- Agric Sector Records 3% Growth
The Director-General, Budget Office of the Federation, Ben Akabueze, has revealed that despite the economic downturn fuelled by recession, the agricultural sector of the economy grew by three per cent.
Akabueze, who spoke at the Maiden Edition of Deloitte in Dialogue, tagged: Nigeria Economic Outlook 2018, disclosed this while relishing the opportunities that abound in the 2018 budget for the private sector.
He disclosed that the government is putting in more efforts to further boost the sector, saying: “The agricultural sector is one of the industries that the government is focusing on and it has seen some reasonable growth. Despite the biting recession, Agricultural sector recorded over three per cent growth.” Akabueze noted that the 2018 budget envisages development of value chain across 30 different commodities, including transportation, trading, marketing and exploit among others.
Speaking on transportation, the DG called for improvement across the different roads of the federation, noting that this would have a positive effect on the country’s economy.“You will not believe the impact of transportation in the economy. The sector is part of what has been holding up the inflation rate. Transportation cost is a significant driver of food cost, which is the reason for the inflation that we have. If we raise some investments in transportation the inflation around food will be lower.
“We expect that the budget will stimulate investment in some critical sectors, and we hope that the private investors will leverage on the opportunities that the 2018 budget present,” he stated.On his part, an associate professor at the Lagos Business School, Doyin Salami, decried the infrastructure deficit being passed on from one government to another.
He noted that the Federal Government needed to collaborate with the private sector to provide the necessary infrastructure, adding that an upsurge in international capital would necessarily boost Nigeria’s infrastructural deficit.“The state of infrastructure is critical to attracting foreign investment; the government must actively seek the participation of private investment in that area.

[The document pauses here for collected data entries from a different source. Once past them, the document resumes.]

PR #390, opened 2024-02-15
379 connect vsi internal ip input

ShiriMoran:


pkg/ibmvpc/explainability_test.go
```diff
@@ -436,17 +453,26 @@ func TestInputValidity(t *testing.T) {
...
+	// should fail due to non existing networkInterface
+	_, err2 := vpcConfig.ExplainConnectivity(cidr1, nonExistingNif, nil)
 	fmt.Println(err2.Error())
 	if err2 == nil {
-		require.Fail(t, err1.Error())
+		require.Fail(t, err2.Error())
+	}
+	_, err3 := vpcConfig.ExplainConnectivity(cidrAll, existingNif, nil)
+	fmt.Println(err3.Error())
+	if err3 == nil {
```
adisos, line 475: each `if` here can be shortened to one line using `require.NotNil` or `require.Nil`

pkg/ibmvpc/explainability_test.go
```diff
@@ -436,17 +453,26 @@ func TestInputValidity(t *testing.T) {
...
 	}
-	_, err2 := vpcConfig.ExplainConnectivity(cidr1, nonExistingVSI, nil)
+	// should fail due to non existing networkInterface
+	_, err2 := vpcConfig.ExplainConnectivity(cidr1, nonExistingNif, nil)
 	fmt.Println(err2.Error())
 	if err2 == nil {
-		require.Fail(t, err1.Error())
+		require.Fail(t, err2.Error())
+	}
+	_, err3 := vpcConfig.ExplainConnectivity(cidrAll, existingNif, nil)
```
adisos, line 473: why should fail here?

pkg/vpcmodel/nodesExplainability.go
```diff
@@ -230,27 +115,37 @@ func (c *VPCConfig) ExplainConnectivity(src, dst string, connQuery *common.Conne
...
 	conn *common.ConnectionSet) (rulesAndConn rulesAndConnDetails, err error) {
-	rulesAndConn = make(rulesAndConnDetails, max(len(srcNodes), len(dstNodes)))
-	i := 0
-	// either src of dst has more than one item; never both
-	// the loop is on two dimension since we do not know which, but actually we have a single dimension
+	// the size is not known in this stage due to the corner case in which we have the same node both in srcNodes and dstNodes
+	rulesAndConn = make(rulesAndConnDetails, 0)
 	for _, src := range srcNodes {
 		for _, dst := range dstNodes {
+			if src.Name() == dst.Name() {
```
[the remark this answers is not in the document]
ShiriMoran: indeed. done.

pkg/vpcmodel/explainabilityInput.go
```diff
@@ -0,0 +1,212 @@
...
+
+	"github.com/np-guard/vpc-network-config-analyzer/pkg/common"
+)
+
+const noValidInputErr = "does not represent a VSI, an internal interface, an internal IP with network interface or " +
+	"a valid external IP"
+
+// GetConnectionSet TODO: handle also input ICMP properties (type, code) as input args
+// translates explanation args to a connection set
+func (e *ExplanationArgs) GetConnectionSet() *common.ConnectionSet {
```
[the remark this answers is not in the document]
ShiriMoran: right. done.

pkg/ibmvpc/explainability_test.go
ShiriMoran: // should fail due to a cidr containing both public internet and internal address
added to the code
(funny I forget to mention it)

pkg/ibmvpc/explainability_test.go
ShiriMoran: fixed (also fixed corresponding error msg)

pkg/vpcmodel/explainabilityInput.go
```diff
@@ -0,0 +1,212 @@
...
+	if inputIPBlock == nil { // 1. string cidr does not represent a legal cidr
+		return nil, false, nil
+	}
+	// 2.
+	_, publicInternet, err1 := getPublicInternetIPblocksList()
+	if err1 != nil {
+		return nil, false, err1
+	}
+	isExternal := !inputIPBlock.Intersection(publicInternet).Empty()
+	isInternal := !inputIPBlock.ContainedIn(publicInternet)
```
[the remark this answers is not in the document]
ShiriMoran: currently we are not handling these addresses - which are not within VPC and also not public internet. I guess in this stage - in which we are not yet supporting tgw - we should exit with error if such an address is reference (even as part of a larger address - to make sure we are not misleading). Agreed @adisos?

pkg/vpcmodel/explainabilityInput.go
```diff
@@ -0,0 +1,212 @@
...
+// (and the nodes are its network interfaces). Specifically:
+//  1. If it does not present a cidr or IP, returns nil and false
+//  2. If it represents a cidr which is both internal and external, returns an error
+//  3. If it presents an external address, returns external addresses nodes and false
+//  4. If it presents an internal address, return connected network interfaces if any and true,
+//     error otherwise
+func (c *VPCConfig) getNodesFromAddress(ipOrCidr string) (nodes []Node, internalIP bool, err error) {
+	inputIPBlock := common.NewIPBlockFromCidrOrAddress(ipOrCidr)
+	if inputIPBlock == nil { // 1. string cidr does not represent a legal cidr
+		return nil, false, nil
```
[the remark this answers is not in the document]
ShiriMoran: This case will result in an error; however, the error is broader than just the "`IP/cidr context`". This does not return an error for the same reason `getNodesOfVsi` and `getNetworkInterfaceNodes` do not return an error if no match. 
If the `src/dst` input string does not match anything then an error of no match will be given.

pkg/vpcmodel/explainabilityInput.go
```diff
@@ -0,0 +1,212 @@
...
+		connection.AddTCPorUDPConn(common.ProtocolStr(e.protocol), e.srcMinPort,
+			e.srcMaxPort, e.dstMinPort, e.dstMaxPort)
+	}
+
+	return connection
+}
+
+// given src and dst input finds the []nodes they represent
+// src/dst may refer to:
+// 1. NetworkInterface by name
```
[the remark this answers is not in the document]
ShiriMoran: Just to make sure we are not the same page:
the former comment, which I agree to, requires change in the code.
the latter required only writing the correct input help  and README 
In the latter I would leave  the name - `UID` - to be consistent with the name used in the relevant interface.

BTW, does the `UID` hold the `CRN` and not the actual `UID`? @adisos @zivnevo

pkg/vpcmodel/explainabilityInput.go
```diff
@@ -0,0 +1,212 @@
...
+// 2. VSI by UID or name; in this case we consider the network interfaces of the VSI
+// 3. Internal IP address; in this case we consider the vsis in that address range
+// 4. external IP address
```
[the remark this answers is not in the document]
ShiriMoran: Lets agree on how to resolve https://github.com/np-guard/vpc-network-config-analyzer/pull/390#discussion_r1491011243 first

pkg/vpcmodel/explainabilityInput.go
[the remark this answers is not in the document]
ShiriMoran: as agreed, I removed the option of using our internal presentation of network interface as src/dst input

pkg/vpcmodel/explainabilityInput.go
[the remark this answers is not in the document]
ShiriMoran: as agreed, added error message in such cases

pkg/vpcmodel/explainabilityInput.go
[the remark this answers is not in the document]
ShiriMoran: done

pkg/vpcmodel/explainabilityInput.go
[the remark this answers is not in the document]
adisos: This type's methods (`Src()` and `Dst() ) should also move to this file.

cmd/analyzer/parse_args.go
```diff
@@ -186,8 +186,9 @@ func ParseInArgs(cmdlineArgs []string) (*InArgs, error) {
 	args.VPC = flagset.String(VPC, "", "CRN of the VPC to analyze")
 	args.Debug = flagset.Bool(Debug, false, "Run in debug mode")
 	args.Version = flagset.Bool(Version, false, "Prints the release version number")
-	args.ESrc = flagset.String(ESrc, "", "Source name for network_interface or an external IP to be explained")
-	args.EDst = flagset.String(EDst, "", "Destination name for network_interface or an external IP to be explained")
+	args.ESrc = flagset.String(ESrc, "", "Source name for explanation; "+
```
adisos, line 189:
```suggestion
	args.ESrc = flagset.String(ESrc, "", "Source endpoint for explanation; "+
```

cmd/analyzer/parse_args.go
```diff
@@ -186,8 +186,9 @@ func ParseInArgs(cmdlineArgs []string) (*InArgs, error) {
...
+		"can be specified as a vsi name or an internal or external address (IP/cidr)")
```
adisos, line 190:
```suggestion
		"can be specified as a VSI name/CRN or an internal/external IP-address/CIDR")
```

pkg/ibmvpc/explainability_test.go
```diff
@@ -34,77 +34,77 @@ var explainTests = []*vpcGeneralTest{
 	{
 		name:        "VsiToVsi1",
 		inputConfig: "sg_testing1_new",
-		ESrc:        "vsi2-ky[10.240.20.4]",
-		EDst:        "vsi3b-ky[10.240.30.4]",
+		ESrc:        "vsi2-ky",
```
adisos, line 37: is there a test with src or dst as CRN of a VSI?

pkg/vpcmodel/explainabilityInput.go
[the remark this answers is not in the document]
ShiriMoran: right. done

pkg/vpcmodel/explainabilityInput.go
```diff
@@ -0,0 +1,218 @@
...
+		}
+	}
+	if nodeSetWithVsi == nil {
+		return nil, nil
+	}
+	return nodeSetWithVsi.Nodes(), nil
+}
+
+// getNodesFromAddress gets a string that should present a cidr or IP
+// and returns the corresponding node(s) and a bool which is true iff cidrOrName is an internal address
```
adisos, line 121:
```suggestion
// and returns the corresponding node(s) and a bool which is true iff ipOrCidr is an internal address
```

pkg/vpcmodel/explainabilityInput.go
```diff
@@ -0,0 +1,226 @@
...
+		return nodes, false, err
+		// internal address
+	} else if isInternal {
+		// 4.
+		vpcAP := c.VPC.AddressRange()
+		if !inputIPBlock.ContainedIn(vpcAP) {
+			return nil, false, fmt.Errorf("internal address %s not within vpc's address prefix %s",
+				inputIPBlock.ToIPRanges(), vpcAP.ToIPRanges())
+		}
+		// 5.
```
adisos, line 159: `VPC.AddressRange()` returns the ranges for VPC's subnets and not the address prefix.

ShiriMoran: as agreed, we'll change the relevant error msg add a todo (better have address prefix, but at the moment not worth the effort)

cmd/analyzer/parse_args.go
```diff
@@ -186,8 +186,9 @@ func ParseInArgs(cmdlineArgs []string) (*InArgs, error) {
 	args.VPC = flagset.String(VPC, "", "CRN of the VPC to analyze")
 	args.Debug = flagset.Bool(Debug, false, "Run in debug mode")
 	args.Version = flagset.Bool(Version, false, "Prints the release version number")
-	args.ESrc = flagset.String(ESrc, "", "Source name for network_interface or an external IP to be explained")
-	args.EDst = flagset.String(EDst, "", "Destination name for network_interface or an external IP to be explained")
+	args.ESrc = flagset.String(ESrc, "", "Source endpoint for explanation; "+
+		"can be specified as a VSI name/CRN or an internal/external IP-address/CIDR")
+	args.EDst = flagset.String(EDst, "", "Destination name for explanation; same format as src")
```
adisos, line 191:
```suggestion
	args.EDst = flagset.String(EDst, "", "Destination endpoint for explanation; same format as src")
```

README.md
```diff
@@ -20,7 +20,7 @@ Usage of vpc-network-config-analyzer:
   -debug
         Run in debug mode
   -dst string
-        Destination name for network_interface or an external IP to be explained
+        Destination name for explaination; can be specified as a vsi name or an internal or external address (IP/cidr)
```
adisos, line 23: update based on additional changes in `parse_args.go`

README.md
```diff
@@ -36,7 +36,7 @@ Usage of vpc-network-config-analyzer:
   -protocol string
         Protocol for connection description
   -src string
-        Source name for network_interface or an external IP to be explained
+        Source name for explaination; can be specified as a vsi name or an internal or external address (IP/cidr)
```
adisos, line 39: here too

pkg/ibmvpc/explainability_test.go
ShiriMoran: No, I was not sure how useful the crn will be.
The point here is that VSI name may not be unique - so why use crn for UID and not the actual id?
Plus, currently our "crn" is not a real crn thus a test might not be useful, as it will not test a real crn which has certain non standard characters.

Anyways, I've added a test. Should I open an issue (for using id instead of crn)?

adisos: The UID for any resource in the model is the CRN, except for few resources that do not have CRN, for which ID is used. 
(both CRN and ID are unique). 
It was decided to use CRN when possible when started modeling. (`parser.go` assigns those values).
I don't think there is an issue in testing a fake crn, just need to make sure that it matches the right field from the config object.

pkg/vpcmodel/explainabilityInput.go
```diff
@@ -100,6 +100,7 @@ func (c *VPCConfig) getNodesFromInputString(cidrOrName string) (nodes []Node, in
 func (c *VPCConfig) getNodesOfVsi(vsi string) ([]Node, error) {
 	var nodeSetWithVsi NodeSet
 	for _, nodeSet := range c.NodeSets {
+		fmt.Printf("name: %v uid: %v\n", nodeSet.Name(), nodeSet.UID())
```
adisos, line 103: remove this `Printf`

pkg/vpcmodel/textOutput.go
```diff
@@ -40,13 +41,28 @@ func headerOfAnalyzedVPC(uc OutputUseCase, vpcName, vpc2Name string, c1 *VPCConf
...
 		}
-		return fmt.Sprintf("Connectivity explanation%s between %s and "+
-			"%s\n===================================================================================================\n\n",
-			connStr, explanation.src, explanation.dst), nil
+		srcNetworkInterfaces := explainNetworkInterfaces(explanation.srcNetworkInterfacesFromIP)
+		dstNetworkInterfaces := explainNetworkInterfaces(explanation.dstNetworkInterfacesFromIP)
+		header1 := fmt.Sprintf("Connectivity explanation%s between %s%s and %s%s",
+			connStr, explanation.src, srcNetworkInterfaces, explanation.dst, dstNetworkInterfaces)
+		header2 := strings.Repeat("=", len(header1))
+		return header1 + "\n" + header2 + "\n\n", nil
```
adisos, line 49: this should be a method of `Explanation` ?

pkg/ibmvpc/explainability_test.go
ShiriMoran: I've modified the "crn" test to have an exact "crn" format, which includes (of course) changing the relevant test file.

However, my point is that it is very unlikely anyone will actually use the `crn` as input. This is not the case for the `id`.  Why not use the id as UID?

pkg/vpcmodel/explainabilityInput.go
ShiriMoran: oops
removed

README.md
ShiriMoran: done. I've also changed dst to no reference src

README.md
ShiriMoran: done

pkg/ibmvpc/explainability_test.go
adisos: It was decided to use crn and not id as Karen suggested.
@kyorav what do you think?

pkg/vpcmodel/textOutput.go
ShiriMoran: I don't think that "pure" printing related functions should reside in `Explanation`.

Do you think `listNetworkInterfaces` (perhaps without the "(" + ") ) can be useful in other cases? perhaps this function can be moved to a common file? Or maybe to Explanation?

adisos: I would move this code (under `case Explain`) to a function such as `explainabilityReportHeader(explanation *Explanation)`, and maybe have both this new function and `explainNetworkInterfaces` in a file related to explainability.

ShiriMoran: I've added a file for printing related to explanation, and moved other relevant functions

pkg/vpcmodel/textOutput.go
```diff
@@ -36,13 +36,8 @@ func headerOfAnalyzedVPC(uc OutputUseCase, vpcName, vpc2Name string, c1 *VPCConf
...
 	case Explain:
-		connStr := ""
-		if explanation.connQuery != nil {
-			connStr = " for " + explanation.connQuery.String()
-		}
-		return fmt.Sprintf("Connectivity explanation%s between %s and "+
-			"%s\n===================================================================================================\n\n",
-			connStr, explanation.src, explanation.dst), nil
+		header := explainHeader(explanation)
+		return header, nil
```
adisos, line 40:
```suggestion
		return explainHeader(explanation), nil
```

adisos (commented):
just another small typo

adisos (approved):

“Nigeria has elections in 2019, which, therefore, reduces her attractiveness in the international economic scene. It is not because it is Nigeria, but that is how it is anywhere in the world where there is election. We might see a reverse of capital inflows in Nigeria as the elections draw closer,” he said.
The Chairman, Federal Inland Revenue Service (FIRS), Babatunde Fowler, said the agency, which hit a record of N4trillion revenue in 2017, had initiated plans to move Nigeria to be among the top 50 countries in the ease of paying tax.Fowler urged businesses to take advantage of the tax amnesty initiative of the Federal Government, which would end in March, noting that “There would be no extension of the tax amnesty from the government after March.”